TORONTO, ONTARIO--(Marketwired - Sept. 9, 2015) - Housing starts in Hamilton
Census Metropolitan Area (CMA) were trending up at 1,822 units in August
compared to 1,701 units in July, according to Canada Mortgage and Housing
Corporation (CMHC). The trend is a six month moving average of the monthly
seasonally adjusted annual rates (SAAR)(1) of housing starts.
"The trend in Hamilton CMA total housing starts increased in August 2015,
marking three consecutive monthly increases. This month's increase in the trend
measure was broadly based, with starts of all dwelling types trending up. This
suggests there has been a general recovery from the decline seen during the
first half of the year, particularly for multi-unit housing. Strong job creation
and relatively low mortgage rates continued to support housing demand.
Specifically, this August marked the sixth straight month of growth in
Hamilton's total employment," said Abdul Kargbo, CMHC's Senior Market Analyst
for Hamilton and Brantford CMAs.
CMHC uses the trend measure as a complement to the monthly SAAR of housing
starts to account for considerable swings in monthly estimates and obtain a more
complete picture of the state of the housing market. In some situations,
analysing only SAAR data can be misleading in some markets, as they are largely
driven by the multiples segment of the markets which can be quite variable from
one month to the next.
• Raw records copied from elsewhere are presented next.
PR #594, opened 2025-06-15
Compatibility with DynamicExpressions.jl 

MilesCranmer:
This is an attempt to define a extension for DynamicExpressions.jl recursive tree objects.

This assumes the v2 API which is slightly different than the one in #428. In particular, v2 of DynamicExpressions introduces the following change to `Node{T}` to permit arbitrary nodes of arity `D` rather than only binary nodes:

```diff
- mutable struct Node{T} <: AbstractExpressionNode{T}
+ mutable struct Node{T,D} <: AbstractExpressionNode{T,D}
       degree::UInt8
       constant::Bool
       val::T
       feature::UInt16
       op::UInt8
-      l::Node{T,D}
-      r::Node{T,D}
+      children::NTuple{D,Nullable{Node{T,D}}}
  end
```

where `Nullable{T}` is a simple container `null::Bool; x::T` to prevent invalid accesses. 

I have been struggling to get this working based off of the example in #428 and would really appreciate help getting the final part completed as I have spent about as much time as I could dedicate to it.

Here is the current error:

```julia
julia> using Mooncake, DynamicExpressions, DifferentiationInterface, Random

julia> operators = OperatorEnum(1 => (cos, sin), 2 => (+, -, *, /));

julia> x1, x2 = (
           Expression(Node{Float64}(; feature=i); operators) for i in 1:2
       );

julia> f = x1 + cos(x2 - 0.2) + 0.5
(x1 + cos(x2 - 0.2)) + 0.5

julia> X = randn(MersenneTwister(0), 3, 100);

julia> eval_sum = let f = f
           X -> sum(f(X))
       end;

julia> backend = AutoMooncake(; config=nothing);

julia> prep = prepare_gradient(eval_sum, backend, X)
ERROR: TypeError: in typeassert, expected Mooncake.CoDual{Tuple{DynamicExpressions.UtilsModule.Nullable{Node{Float64, 2}}, DynamicExpressions.UtilsModule.Nullable{Node{Float64, 2}}}, Tuple{Mooncake.FData{@NamedTuple{null::Mooncake.NoFData, x::MooncakeDynamicExpressionsExt.TangentNode{Float64, 2}}}, Mooncake.FData{@NamedTuple{null::Mooncake.NoFData, x::MooncakeDynamicExpressionsExt.TangentNode{Float64, 2}}}}}, got a value of type Mooncake.CoDual{Tuple{DynamicExpressions.UtilsModule.Nullable{Node{Float64, 2}}, DynamicExpressions.UtilsModule.Nullable{Node{Float64, 2}}}, Tuple{@NamedTuple{null::Mooncake.NoFData, x::MooncakeDynamicExpressionsExt.TangentNode{Float64, 2}}, @NamedTuple{null::Mooncake.NoFData, x::MooncakeDynamicExpressionsExt.TangentNode{Float64, 2}}}}
Stacktrace:
  [1] #_#23
    @ ~/.julia/packages/DynamicExpressions/Kn3mj/src/Expression.jl:518 [inlined]
  [2] (::Tuple{…})(none::Mooncake.CoDual{…}, none::Mooncake.CoDual{…}, none::Mooncake.CoDual{…}, none::Mooncake.CoDual{…}, none::Mooncake.CoDual{…})
  [3] DerivedRule
    @ ~/PermaDocuments/Mooncake.jl/src/interpreter/s2s_reverse_mode_ad.jl:966 [inlined]
  [4] _build_rule!(rule::Mooncake.LazyDerivedRule{…}, args::Tuple{…})
    @ Mooncake ~/PermaDocuments/Mooncake.jl/src/interpreter/s2s_reverse_mode_ad.jl:1827
  [5] LazyDerivedRule
    @ ~/PermaDocuments/Mooncake.jl/src/interpreter/s2s_reverse_mode_ad.jl:1822 [inlined]
  [6] #13
    @ ./REPL[6]:2 [inlined]
  [7] (::Tuple{…})(none::Mooncake.CoDual{…}, none::Mooncake.CoDual{…})
  [8] (::Mooncake.DerivedRule{…})(::Mooncake.CoDual{…}, ::Mooncake.CoDual{…})
    @ Mooncake ~/PermaDocuments/Mooncake.jl/src/interpreter/s2s_reverse_mode_ad.jl:966
  [9] prepare_gradient_cache(::Function, ::Vararg{Any}; kwargs::@Kwargs{debug_mode::Bool, silence_debug_messages::Bool})
    @ Mooncake ~/PermaDocuments/Mooncake.jl/src/interface.jl:485
 [10] prepare_gradient_cache
    @ ~/PermaDocuments/Mooncake.jl/src/interface.jl:482 [inlined]
 [11] prepare_gradient_nokwarg(::Val{true}, ::var"#13#14"{Expression{…}}, ::AutoMooncake{Nothing}, ::Matrix{Float64})
    @ DifferentiationInterfaceMooncakeExt ~/.julia/packages/DifferentiationInterface/alBlj/ext/DifferentiationInterfaceMooncakeExt/onearg.jl:114
 [12] #prepare_gradient#46
    @ ~/.julia/packages/DifferentiationInterface/alBlj/src/first_order/gradient.jl:11 [inlined]
 [13] prepare_gradient(::var"#13#14"{Expression{…}}, ::AutoMooncake{Nothing}, ::Matrix{Float64})
    @ DifferentiationInterface ~/.julia/packages/DifferentiationInterface/alBlj/src/first_order/gradient.jl:8
 [14] top-level scope
    @ REPL[8]:1
```

 cc @yebai @sunxd3


sunxd3:
Thanks Miles, I'll take a look as soon as I could.

MilesCranmer:
Thx. Actually I think I just figured out how to fix it. It just needed the following in the _rrule_getfield_common:

```julia
    fdata_for_output = if field_sym === :val
        Mooncake.fdata(pt.val)
    elseif field_sym === :children
        map(value_primal, pt.children) do child_p, child_t
            if child_t isa Mooncake.NoTangent
                Mooncake.uninit_fdata(child_p)
            else
                Mooncake.FData(Mooncake.fdata(child_t))
            end
        end
    else
        Mooncake.NoFData()
    end
```


So should be ready for a proper review now!

MilesCranmer:
I tried to integrate `test_rule` but am getting a few remaining stack overflows.... Might need some help

ext/MooncakeDynamicExpressionsExt.jl
```diff
@@ -0,0 +1,486 @@
...
+        ntuple(i -> i <= deg ? _wrap_nullable(children[i]) : NoTangent(), Val(D)),
+    )
+end
+
+function Mooncake.tangent_type(::Type{<:AbstractExpressionNode{T,D}}) where {T,D}
+    Tv = Mooncake.tangent_type(T)
+    return Tv === NoTangent ? NoTangent : TangentNode{Tv,D}
+end
+function Mooncake.tangent_type(::Type{TangentNode{Tv,D}}) where {Tv,D}
+    return TangentNode{Tv,D}
```
MilesCranmer, line 44: Not sure about this. Wouldn't this be used in higher-order derivatives, and therefore be incorrect?

(Should I make the TangentNode{Tv,D} <: AbstractExpressionNode{Tv,D} so that it can be used as its own higher order derivative? Tricky...)

MilesCranmer: (Done. I think now in principle you should be able to do derivatives _OF_ the TangentNode)

MilesCranmer: Probably too annoying to get higher-order derivatives working now. I think on that front it might be better to wait until\ recursive types are solved generally.

MilesCranmer:
I am deeply confused by the error:

```julia
 caused by: StackOverflowError:
  Stacktrace:
        [1] macro expansion
          @ ~/work/Mooncake.jl/Mooncake.jl/src/tangents.jl:435 [inlined]
        [2] macro expansion
          @ ./none:0 [inlined]
        [3] tangent_type(::Type{Node{Float64, 3}})
          @ Mooncake ./none:0
  --- the above 3 lines are repeated 1 more time ---
        [7] macro expansion
          @ ~/work/Mooncake.jl/Mooncake.jl/src/tangents.jl:388 [inlined]
        [8] macro expansion
          @ ./none:0 [inlined]
        [9] tangent_type(::Type{Tuple{DynamicExpressions.UtilsModule.Nullable{Node{Float64, 3}}, DynamicExpressions.UtilsModule.Nullable{Node{Float64, 3}}, DynamicExpressions.UtilsModule.Nullable{Node{Float64, 3}}}})
          @ Mooncake ./none:0
  --- the above 9 lines are repeated 26660 more times ---
   [239950] macro expansion
          @ ~/work/Mooncake.jl/Mooncake.jl/src/tangents.jl:435 [inlined]
   [239951] macro expansion
          @ ./none:0 [inlined]
```

Is this an internal stack overflow? The `tangent_type` call itself should not hit a stackoverflow anymore... So I am very confused by this.

MilesCranmer:
MWE

```julia
using Mooncake, DynamicExpressions, DifferentiationInterface

operators = OperatorEnum(1 => (cos, sin, exp, log, abs), 2 => (+, -, *, /), 3 => (fma, max))

# Define components of expression
x1 = Expression(Node{Float64,3}(; feature=1); operators)

# Build expression object
expr = max(x1, x1, x1)

make_eval_sum(expr) = X -> sum(expr(X))  # (To avoid full recompilation)

gradient(make_eval_sum(expr), backend, randn(1, 20))
```

which gets an unexpected stack overflow from the macro expansion.

sunxd3:
Having spent the last couple of days looking into this, I haven't fully resolved the issue, but I have a lead.

https://github.com/MilesCranmer/Mooncake.jl/blob/7f7f7ff3106759394454a1866c719d8fdf4f19e1/ext/MooncakeDynamicExpressionsExt.jl#L41-L44 wasn't called because the type is not matched correctly.

When I changed the function to
```julia
function Mooncake.tangent_type(::Type{T}) where {T<:Nullable{<:AbstractExpressionNode}}
    N = T.parameters[1]
    @assert N <: AbstractExpressionNode
    D = N.parameters[2]
    Tparam = N.parameters[1]
    Tv = Mooncake.tangent_type(Tparam)
    return Union{@NamedTuple{null::NoTangent, x::TangentNode{Tv,D}},NoTangent}
end
```
the stackoverflow went away.

---

The error becomes
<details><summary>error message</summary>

The multiples segment includes apartments, rows and
semi-detached homes.
The standalone monthly SAAR was 1,889 units in August, down from 2,615 units
in July, following four consecutive monthly increases. This month's decline in
the SAAR measure could be transitory due to the volatile nature of apartment
starts. Improving employment conditions coupled with low mortgage rates will
translate into higher housing starts in the coming months.
(1) All starts figures in this release, other than actual starts and the
trend estimate, are seasonally adjusted annual rates (SAAR) - that is, monthly
figures adjusted to remove normal seasonal variation and multiplied by 12 to
reflect annual levels. By removing seasonal ups and downs, seasonal adjustment
allows for a comparison from one season to the next and from one month to the
next. Reporting monthly figures at annual rates indicates the annual level of
starts that would be obtained if the monthly pace was maintained for 12 months.
This facilitates comparison of the current pace of activity to annual forecasts
as well as to historical annual levels.